DIY guide to patching parquetry flooring

Parquet flooring enjoyed a revival from the mid-60s to mid-70s in Canada and the U.S. The most common type of flooring was a 12-inch square panel comprised of four smaller 6-by 6-inch tiles of red oak. Each small square consisted of seven flat pieces of hardwood, with their lengths aligned vertically and horizontally in a clockwise pattern, starting from the left top tile. 

The four-part panels were held together with wire hydraulically pressed into a groove that ran along the underside of each of the four tiles.
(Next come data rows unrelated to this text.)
PR #594, opened 2018-11-25
Upgrade CppToolsApi to use V2.

lygstate:

Implement canProvideBrowseConfiguration and provideBrowseConfiguration
And also use _cachedSourceFileConfiguration(the latest retrieved configuration) when _getConfiguration failed for specifc 
file URI.

## The purpose of this change
Currently,  code complete can not browse external include paths such as Qt and so on.

### DIFF
--- a/src/cpptools.ts
+++ b/src/cpptools.ts
@@ -132,6 +132,8 @@ export class CppConfigurationProvider implements cpt.CustomConfigurationProvider
    */
   private _lastUpdateSucceeded = true;
 
+  private _workspaceBrowseConfiguration:cpt.WorkspaceBrowseConfiguration = {browsePath:[]};
+
   /**
    * Get the SourceFileConfigurationItem from the index for the given URI
    * @param uri The configuration to get from the index
@@ -153,6 +155,24 @@ export class CppConfigurationProvider implements cpt.CustomConfigurationProvider
    * @param uris The file URIs to look up
    */
   async provideConfigurations(uris: vscode.Uri[]) { return util.dropNulls(uris.map(u => this._getConfiguration(u))); }
+
+  /**
+   * A request to determine whether this provider can provide a code browsing configuration for the workspace folder.
+   * @param token (optional) The cancellation token.
+   * @returns 'true' if this provider can provider a code browsing configuration for the workspace folder.
+   */
+  async canProvideBrowseConfiguration() {
+    return true;
+  }
+
+  /**
+   * A request to get the code browsing configuration for the workspace folder.
+   * @returns A [WorkspaceBrowseConfiguration](#WorkspaceBrowseConfiguration) with the information required to
+   * construct the equivalent of `browse.path` from `c_cpp_properties.json`.
+   */
+  async provideBrowseConfiguration() {
+    return this._workspaceBrowseConfiguration;
+  }
 
   /** No-op */
   dispose() {}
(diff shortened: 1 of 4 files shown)


src/cpptools.ts
```diff
@@ -132,13 +132,23 @@ export class CppConfigurationProvider implements cpt.CustomConfigurationProvider
    */
   private _lastUpdateSucceeded = true;
 
+  private _workspaceBrowseConfiguration:cpt.WorkspaceBrowseConfiguration = {browsePath:[]};
+
+  private _cachedSourceFileConfiguration: cpt.SourceFileConfigurationItem|undefined;
```
vector-of-bool: You can use a shorthand for `T | undefined`:

```suggestion
  private _cachedSourceFileConfiguration?: cpt.SourceFileConfigurationItem;
```

src/cpptools.ts
```diff
@@ -132,13 +132,23 @@ export class CppConfigurationProvider implements cpt.CustomConfigurationProvider
...
   private _getConfiguration(uri: vscode.Uri): cpt.SourceFileConfigurationItem|undefined {
     const norm_path = util.platformNormalizePath(uri.fsPath);
-    return this._fileIndex.get(norm_path);
+    let currrentConfig = this._fileIndex.get(norm_path);
+    if (!currrentConfig) {
+      currrentConfig = this._cachedSourceFileConfiguration;
+    } else {
+      this._cachedSourceFileConfiguration = currrentConfig;
+    }
+    return currrentConfig;
```
vector-of-bool: I'm not feeling confident in this. I feel like returning whatever was the previous configuration will cause a lot of "CMake Tools is doing the configuration wrong" reports.

I'd feel better about this if this showed a notification that the configuration from a different file was being used.

lygstate:
@vector-of-bool This pull request would make vscode-cmake-tools' experience be much better.

src/cpptools.ts
lygstate: How to show a notification about this:) Not familer with notification things.

src/cpptools.ts
lygstate: Nice idea

src/cpptools.ts
lygstate: How about 
```
      vscode.window.showErrorMessage('The path to the compiler for one or more source files was not found in ' +
                                     'the CMake cache. If you are using a toolchain file, this probably means ' +
                                     'that you need to specify the CACHE option when you set your C and/or C++ ' +
                                     'compiler path');
```

vector-of-bool: Look at `showInformationMessage` [in the VSCode API docs](https://code.visualstudio.com/docs/extensionAPI/vscode-api). It's just like `showErrorMessage` but isn't for errors.

You can also see `showInformationMessage` being used in a few places around the codebase.

Here's my suggested wording:

```
The current file is not attached to a CMake target, so CMake Tools is using the configuration information for "`${otherFile}`". Add this source file to a project target for more accurate configuration information.
```

I'd also only show this message in the case that the file they are opening is contained within the current workspace folder. For example, if they open a header file from an external library, this message will not be useful because they will not have the external header in their CMake project.

lygstate: Updated, have a look

lygstate:
@vector-of-bool Have a look, ready to merge

src/cpptools.ts
vector-of-bool: The message should only appear if the file is within their workspace directory, otherwise it will be shown for files that aren't part of their project and for which the message is not helpful.

Thinking about this, I may want to ping some of the cpptools folks on this subject: They have their own logic for inferring the options that should be used with files not controlled by CMake, and adding this may break that.

vector-of-bool: For now, remove this logic and maybe put it in a separate PR. I have another idea for "best guess" on files that are missing that I'd like to try out.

Tenons extended from one edge of each tile, allowing panels to interlock as they were laid in a bed of adhesive troweled on to a wood substrate, usually plywood.

Recently, I faced a problem of patching an L-shaped section of parquet flooring from which I had removed a living room wall. The home’s owner had some parquet panels apparently leftover from the original floor; however, they were inadequate because they had fallen apart, leaving me a pile of 6-inch-by-7/8-inch wide oak pieces to work with. I wasted several hours attempting to square the sides of the L-shaped hole with a router and a ½” straight bit. I then tried to recreate the parquet pattern with the oak sticks. The result was less than successful, to say the least.

My next plan was to purchase new parquet panels. I was delighted to find the same product and design available on Home Hardware’s website. At least, I was delighted until I learned the flooring was sold in American stores. As I only needed 2 ½ panels to do the patch job, I decided the hassle and expense of ordering from the U.S. were not worth it.

Plan two involved manufacturing my own panels from leftover red oak boards I had stored in my shop. I ripped the boards into 3/16-inch thick strips by 7/8-inch wide pieces and cross-cut them to just over 6-inches long. I made a squaring jig to align and glue seven of the oak strips at once, using a Jorgensen hand clamp to apply pressure while the yellow woodworker’s adhesive set. Finally, I trimmed each of my ten tiles on my table saw to ensure they were exactly 6-inches square. 

Prying up the original 12-inch square panels was not difficult as the adhesive had dried out, losing its holding power. A couple of finishing nails had been driven through each tongue, easy to remove with a hammer’s claw. I scraped the old glue from the plywood substrate with a wide chisel.

With the panels removed, I filled in the space they left with my six-inch tiles, arranging them so the pattern matched the old ones. The fit was very snug; on a few tiles I had to pare the edges with a sharp knife to leave room for expansion in warm, moist months. Because I did not create my tiles with T&G edges, I glued each to the plywood substrate with Weldbond and applied pressure by placing weight lifting plates on top of them. I felt confident using this method as the patch is not in a high traffic area and will be partly covered by a bookcase when the reno is completed.

When the tiles are stained and finished with polyurethane, they will be indistinguishable from the rest of the parquet floor.